Константин Батюшков вернулся с войны растерянным и грустным. На долгом возвратном пути он будто потерял всю радость от взятого Парижа и долгожданной победы. Даже сознание исполненного долга не утешало его. Кажется, что совершенно не впечатлил его и праздник в честь Александра I в Петербурге, где исполнялось песнопение Бортнянского на стихи Батюшкова. Государыня прислала Батюшкову бриллиантовый перстень, который он ни разу публично не надел, а вскоре отослал в Хантоново сестре Вареньке.
Затянувшееся ликование в петербургских гостиных казалось ему почти кощунственным: столько жертв, столько горя, столько руин — чему тут можно радоваться? Милитаризм отсидевшихся в тылу стихотворцев вызывал у него раздражение. Война давно стала для него абсолютным злом, и всякое украшение этого зла бантиками было ему отвратительно.
Героем Батюшков себя не чувствовал. С недоумением читал он в столичных газетах и журналах бравурные реляции и патриотические статьи. Когда он еще из армии писал: «Не могу простить нашим журналистам их вранья, от которого я болен сделался…» (в письме Гнедичу из Веймара 30 октября 1813 года), то имел в виду прежде всего не искажение фактов, а тон русской периодики (петербургской по преимуществу), который легко сочетал в себе мальчишеское бахвальство, старческое многословие и откровенное верноподданничество.

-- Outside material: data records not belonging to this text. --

PR #13, opened 2016-03-10
[ADD] base_bic_from_iban

hbrunn:
As this is mostly data, I think this belongs here. I'd also rather have data for all countries here as opposed to put that into the according localization repos because then you would have to collect all of them in order to support i.e. all European countries.


pedrobaeza:
Well, I don't agree of having all the information centralized instead of having on each localization, because this means that the migration/update of this module to future versions will need a lot of hands to be completed and the modularity will be lost.

hbrunn:
Then supporting Europe would be having to add 50+ localizations, do you really think that's feasible?

About migrations: For countries where it's only data, no special knowledge would be required. I can agree on having countries that implement the lookup with code in `lookup_bic_XX` in the appropriate localization, can we meet there maybe?

pedrobaeza:
For example, in Spain the module for bank BICs retrieves the file from Internet, parses it and create records. That's why I say it's a lot to maintain in only one module for all localizations:

https://github.com/OCA/l10n-spain/tree/8.0/l10n_es_partner

hbrunn:
That would be a good case for having this in l10n-es. What do you think about the needing-a-lot-of-modules-for-pan-European-installations-issue?

pedrobaeza:
If we would be able to provide an unique data-source, like in module _base_location_geonames_import_, to have one module would be the ideal, but having multiple sources... I prefer not.

The concept of Odoo is the modularity, and we already installed modules that add one field in one model, why not one for each handled country?

Do you know if the European bank has any source for consulting at least all European banks?

hbrunn:
yes, that exists: http://swiftref.swift.com/distribution-channels

But from my understanding, you need to be involved in organized crime (aka financial institutes) to be allowed to sign up there in the first place and it doesn't look exactly cheap either

pedrobaeza:
Ouch, what happens with EU open data?! :disappointed:

hbrunn:
that only applies to government agencies, not to organized crime unfortunately

pedrobaeza:
What do we do then? I'm going to tell people in IRC to give their opinion.

ivantodorovich:
I don't have a well-formed opinion, but I wanted to include a non-european point of view into the discussion.

There are already some modules that only applies to european countries in general repositories. For instance:
- https://github.com/OCA/bank-payment: account_banking_sepa_%
- https://github.com/OCA/partner-contact: base_location_nuts

It seems localization rules applies well to country-specific modules, but there are some modules that are used in more than one european country and they are among the "global" modules.

Don't take me wrong, I'm not complaining about that. Just wanted to point out that It seems the rules aren't clear enough in these cases.

dreispt:
I feel that this is rather l10n_nl specific.
But you could a "bundle module" that installs all l10n specific modules providing BIC codes, wither here or in a bank related repo.

hbrunn:
My intention with this module is to centralize the lookup process, so that we don't get competing lookups. Where the data lives then doesn't matter that much in the first instance. But can we agree it's a good idea to have a general module here that is extended by other ones, be it in some localization or not?

pedrobaeza:
Yeah, for me it's a good idea to have this module. The project for this one is difficult to set...

gurneyalex:
:+1:

pedrobaeza:
I have several concerns about this module:
- NL data should be in a localization module that depends on this one.
- For Spain, we only need to check 4 digits of the IBAN number, and match with the bank code, and thus, the bank is matched and it contains the BIC. With this module, we will need to duplicate the data, one for the bank itself, and another for matching the BIC.

hbrunn:
@pedrobaeza for your first point, I can move them away if everyone else agrees this should happen, while I still think it would be more convenient for users to have all of this in one module.

For your second point: Have a look at https://github.com/OCA/community-data-files/pull/13/files#diff-d071221eed5f4021a008161548e7ab27R31 - it's that whole point of this module that every country can have its own computation function.

So if I understand you correctly, the only thing Spain would need would be

``` python
class ResBankIbanBicMapping(models.Model):
    _inherit = 'res.bank.iban.bic.mapping'

    def lookup_bic_ES(self, iban):
        return iban[4:8]
```

or the like, isn't it? The whole idea with this module is that I want to propose streamlining the lookup and centralize it, so that not every localization has to cook up something for its own.

bosd:
> yes, that exists: http://swiftref.swift.com/distribution-channels
> 
> But from my understanding, you need to be involved in organized crime (aka financial institutes) to be allowed to sign up there in the first place and it doesn't look exactly cheap either

This might be a very interesting data source for BIC data.
https://www.iso9362.org/isobic/overview.html

In PDF format (be patient, it is loading).
https://www.iso9362.org/bicservice/public/v1/bicdata/_pdf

Полвека спустя об этой особенности русской журналистики (в связи с совсем другими событиями) Вяземский скажет наотмашь: «Как мы ни радуйся, а все похожи мы на дворню, которая в лакейской поет и поздравляет барина с имянинами…»

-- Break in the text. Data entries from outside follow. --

PR #14, opened 2016-03-21
8.0 Add UNECE modules

alexis-via:
These modules are required for electronic invoicing (CII, ZUGFeRD, UBL, etc...)

### DIFF
--- a/account_payment_unece/__openerp__.py
+++ b/account_payment_unece/__openerp__.py
@@ -1,29 +1,11 @@
 # -*- coding: utf-8 -*-
-##############################################################################
-#
-#    Account Payment UNECE module for Odoo
-#    Copyright (C) 2016 Akretion (http://www.akretion.com)
-#    @author Alexis de Lattre <alexis.delattre@akretion.com>
-#
-#    This program is free software: you can redistribute it and/or modify
-#    it under the terms of the GNU Affero General Public License as
-#    published by the Free Software Foundation, either version 3 of the
-#    License, or (at your option) any later version.
-#
-#    This program is distributed in the hope that it will be useful,
-#    but WITHOUT ANY WARRANTY; without even the implied warranty of
-#    MERCHANTABILITY or FITNESS FOR A PARTICULAR PURPOSE.  See the
-#    GNU Affero General Public License for more details.
-#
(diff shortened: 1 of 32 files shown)


alexis-via:
Runbot doesn't take into account the file  oca_dependencies.txt ; that's why runbot is red. But travis takes it into account already, that's why it is green.

pedrobaeza:
Dependency added on runbot. Are you sure this project is the best suited for this module? I think _account-invoicing_ is a better host.

alexis-via:
@pedrobaeza I don't know which project is the most suited. I thought it was this one, because there are a LOT of unece codifications and what I propose is only a small part of it, the part which i need for CII and UBL invoices... but we may need other UNECE codifications in the future of other needs.

account_payment_unece/__openerp__.py
```diff
@@ -0,0 +1,38 @@
+# -*- coding: utf-8 -*-
+##############################################################################
```
pedrobaeza: Use short headers like https://github.com/OCA/maintainer-tools/blob/master/template/module/__init__.py

account_payment_unece/__openerp__.py
```diff
@@ -0,0 +1,38 @@
...
+#
+#    You should have received a copy of the GNU Affero General Public License
+#    along with this program.  If not, see <http://www.gnu.org/licenses/>.
+#
+##############################################################################
+
+
+{
+    'name': 'Account Payment UNECE',
+    'version': '8.0.0.1.0',
```
pedrobaeza: 8.0.1.0.0

pedrobaeza:
@alexis-via, you're right that the project is very transversal, so it can fit here. As I was thinking about your account_invoice_import modules, I said the other, but this is bigger and different than that.

gurneyalex:
:+1:

bguillot:
:+1:

alexis-via:
Can someone with the super-powers merge this please ?

alexis-via:
@pedrobaeza I know you have the commit rights on all OCA projects, could you merge this please ?

pedrobaeza:
@alexis-via, sorry for not attending on time, but @sebastienbeau has made it instead of me. Thanks!

PR #15, opened 2016-09-12
8.0 Update account_payment_unece

alexis-via:
Add payment means 49 (direct debit) with some explainations. The equivalent data has been removed from the base_zugferd module.


Doscaal:
:+1:

pedrobaeza (approved):

PR #21, opened 2017-01-06
Update README.rst

bealdav:
BREAKING API in lib:

This module requires the Python library pycountry >= 0.19 (and < 16.10.23rc1) installed

ping @pedrobaeza

### DIFF
--- a/base_iso3166/README.rst
+++ b/base_iso3166/README.rst
@@ -17,7 +17,7 @@ Check https://en.wikipedia.org/wiki/ISO_3166 for more info.
 Installation
 ============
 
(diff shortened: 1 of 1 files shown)


pedrobaeza:
Better to adapt the module than to change the README

bealdav:
You're right but no time for that for now around me

but it's better to alert than nothing.

sorry

bealdav:
Any news, there.

pedrobaeza:
I still think the adaptation is very quick (just a `getattr` call with an if). Can you try?

bealdav:
So many PR awaiting, sorry, I couldn't. So you can close if you want

PR #24, opened 2017-06-01
[10.0] account_payment_unece: add UNECE codes on data from 'account' module

alexis-via:
A small PR to ease tests on the OCA/edi project.

### DIFF
--- a/account_payment_unece/__manifest__.py
+++ b/account_payment_unece/__manifest__.py
@@ -14,6 +14,7 @@
     'depends': ['account_payment_mode', 'base_unece'],
     'data': [
         'data/unece.xml',
+        'data/account_payment_method.xml',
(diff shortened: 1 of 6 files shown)


pedrobaeza (approved):

pedrobaeza:
I prefer to put that method on a base test here that will be inherited on the each module. See an example here.

Base class: https://github.com/OCA/l10n-spain/blob/9.0/l10n_es_aeat/tests/test_l10n_es_aeat_mod_base.py#L13
Inherited class that calls methods from base: https://github.com/OCA/l10n-spain/blob/9.0/l10n_es_aeat_mod303/tests/test_l10n_es_aeat_mod303.py#L12

pedrobaeza:
Thanks!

В дневниковых заметках 1817 года «Чужое: мое сокровище!» Батюшков пишет: «Простой ратник, я видел падение Москвы, видел войну 1812, 13 и 14, видел и читал газеты и современные истории. СКОЛЬКО ЛЖИ!»[286] Последние два слова он выделил прописными буквами.

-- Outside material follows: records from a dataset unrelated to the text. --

PR #31, opened 2017-10-31
fix(base_iso3166): add codes of countries according to the code iso 3166

agb80:
modified res_country.py with the adjustments made for version 10 since it did not recognize the
two-letter code when inserting it for what it returned false. with this adaptation already shows the
codes to three characters according to the standard Iso 3166

### DIFF
--- a/base_iso3166/README.rst
+++ b/base_iso3166/README.rst
@@ -1,5 +1,5 @@
 .. image:: https://img.shields.io/badge/licence-AGPL--3-blue.svg
-   :target: http://www.gnu.org/licenses/agpl-3.0-standalone.html
+   :target: https://www.gnu.org/licenses/agpl-3.0-standalone.html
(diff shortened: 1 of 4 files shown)


pedrobaeza:
Please cherry-pick the commit and adapt anything remaining instead of hijacking the change with your own commit.

agb80:
@pedrobaeza done

aitorbouzas:
@agb80 would you mind increasing the code coverage so this module can be merged?

agb80:
I could add a test file that check code for one or two countries, is that ok?

yajo (approved):

pedrobaeza:
> I could add a test file that check code for one or two countries, is that ok?

Yes, that should be enough

pedrobaeza:
Merging as old one with at least the cherry-picking comment for having this in v8.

То, что пресса и официальные сообщения пропитаны чрезмерным пафосом и непомерными преувеличениями, чувствовали не только вернувшиеся генералы и офицеры, но и простые обыватели. Мария Волкова, как все светские девушки, весьма, казалось бы, далекая от общественно-политической реальности, 9 сентября 1813 года пишет подруге: «С некоторых пор приняли метод пускать пыль в глаза и обманывать честной люд реляциями, но дело-то в том, что никто не верит печатным известиям, которые совершенно противоречат частным письмам…»[287]
285
Московский университет в судьбе русских писателей и журналистов. Воспоминания. Дневники. Письма. Статьи. Речи. М., 2005. С. 96.
287
Грибоедовская Москва в письмах М. А. Волковой к В. И. Ланской 1812–1818. М., 2013. С. 145.